START Source records

PR #429, opened 2021-12-30
feat(Paginator): Reduce nesting and specificity

veekeys:
- reduced nesting to level of 2
- Added new classes on paginator button group, page button instead of tackling the default ones
- Renamed `iui-ellipsis` to `iui-paginator-ellipsis`
- Ellipsis class could go on the root level as there are no other rules, but `iui-paginator-pages-group` still needs to go under paginator class, because of button-group rules specificity.. But I think thats fine as paginator is pretty specific and I dont think we expect lots of overrides there


src/table/classes.scss
```diff
@@ -28,6 +28,14 @@
 
 .iui-paginator {
   @include iui-paginator;
+
+  .iui-paginator-ellipsis {
+    @include iui-paginator-ellipsis;
+  }
+
+  .iui-paginator-pages-group {
```
mayank99, line 36: > iui-paginator-pages-group still needs to go under paginator class, because of button-group rules specificity

Which rules were causing problems? Button group was freshly refactored so I don't like that this is happening

src/table/classes.scss
```diff
@@ -28,6 +28,14 @@
 
 .iui-paginator {
   @include iui-paginator;
+
+  .iui-paginator-ellipsis {
```
mayank99, line 32: > Ellipsis class could go on the root level as there are no other rules

So move it to root?

> paginator is pretty specific and I dont think we expect lots of overrides there

Keeping the specificity low always helps. We could in the future allow using this paginator outside the table

src/table/paginator.scss
```diff
@@ -78,3 +47,38 @@
...
+
+  > * {
+    margin-right: 0; // unset negative margin from button-group
+  }
+
+  .iui-paginator-page-button {
+    width: $iui-component-height;
+
+    &.iui-small {
+      width: $iui-component-height-small;
```
mayank99, line 76: This approach ties the page-button styles to our base button classes (which might change in the future). It might be better to add a new modifier here (and include the button-sizes mixin to inherit any base styles).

END Source records

• Task to complete: Could you return the data above exactly as it stands?

• Answer section:
PR #429, opened 2021-12-30
feat(Paginator): Reduce nesting and specificity

veekeys:
- reduced nesting to level of 2
- Added new classes on paginator button group, page button instead of tackling the default ones
- Renamed `iui-ellipsis` to `iui-paginator-ellipsis`
- Ellipsis class could go on the root level as there are no other rules, but `iui-paginator-pages-group` still needs to go under paginator class, because of button-group rules specificity.. But I think thats fine as paginator is pretty specific and I dont think we expect lots of overrides there


src/table/classes.scss
```diff
@@ -28,6 +28,14 @@
 
 .iui-paginator {
   @include iui-paginator;
+
+  .iui-paginator-ellipsis {
+    @include iui-paginator-ellipsis;
+  }
+
+  .iui-paginator-pages-group {
```
mayank99, line 36: > iui-paginator-pages-group still needs to go under paginator class, because of button-group rules specificity

Which rules were causing problems? Button group was freshly refactored so I don't like that this is happening

src/table/classes.scss
```diff
@@ -28,6 +28,14 @@
 
 .iui-paginator {
   @include iui-paginator;
+
+  .iui-paginator-ellipsis {
```
mayank99, line 32: > Ellipsis class could go on the root level as there are no other rules

So move it to root?

> paginator is pretty specific and I dont think we expect lots of overrides there

Keeping the specificity low always helps. We could in the future allow using this paginator outside the table

src/table/paginator.scss
```diff
@@ -78,3 +47,38 @@
...
+
+  > * {
+    margin-right: 0; // unset negative margin from button-group
+  }
+
+  .iui-paginator-page-button {
+    width: $iui-component-height;
+
+    &.iui-small {
+      width: $iui-component-height-small;
```
mayank99, line 76: This approach ties the page-button styles to our base button classes (which might change in the future). It might be better to add a new modifier here (and include the button-sizes mixin to inherit any base styles).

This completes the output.